May 7 (Bloomberg) -- Skanska AB, the Nordic region’s biggest builder, said first-quarter net income rose as its U.S. construction business held up and residential development benefited from more sold homes.
Net income, according to the company’s segment reporting, increased to 338 million kronor ($51.8 million) from 113 million kronor a year earlier, Stockholm-based Skanska said today in a statement. Sales rose 7 percent to 28.2 billion kronor. The shares gained as much as 5.7 percent in Stockholm trading, the biggest intraday gain in three months.

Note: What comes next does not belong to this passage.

PR #267, opened 2026-06-16
fix(audit): hub recent-audits list survives a failing quota/trend call

gkhngyk:
## Problem

The Site Audit hub loaded recent audits, the monthly quota, and the trend in one `Promise.all`. If quota or trend failed — which happens during a deploy window where the **web is live but the server hasn't been redeployed** with the new `/api/audits/quota` & `/api/audits/trend` routes — the whole batch rejected and the page showed **neither the recent audits nor the chart** (data wasn't lost, just not rendered).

Skanska saw good development in Norwegian and Finnish construction and a strong quarter in the U.S. even as the long, cold winter weighed on margins, the company said. Construction is about 90 percent of revenue and one third of Skanska’s total sales occurs in the U.S. The unit’s operating margin rose to 1.9 percent from 1.2 percent a year earlier.
“Norway and Finland continued up toward the profitability levels they should be at in the quarter,” Chief Executive Officer Johan Karlstrom said by phone. “Our American business is very solid.”
Construction spending in the U.S. fell in March, the Commerce Department said May 1, reflecting the biggest slump in government projects in 11 years.
The operating-margin target for the construction unit is 3.5 percent to 4 percent on average, according to the company’s website. Sales in Residential Development rose 57 percent to 2.6 billion kronor as the number of homes sold increased. The unit “surprised positively,” Nordea Bank AB analyst Jonas Andersson said today in a note to clients.
Skanska had gained 5.6 percent to 116.1 kronor as of 12:33 p;.m. in Stockholm, giving the company a market value of 48.8 billion kronor.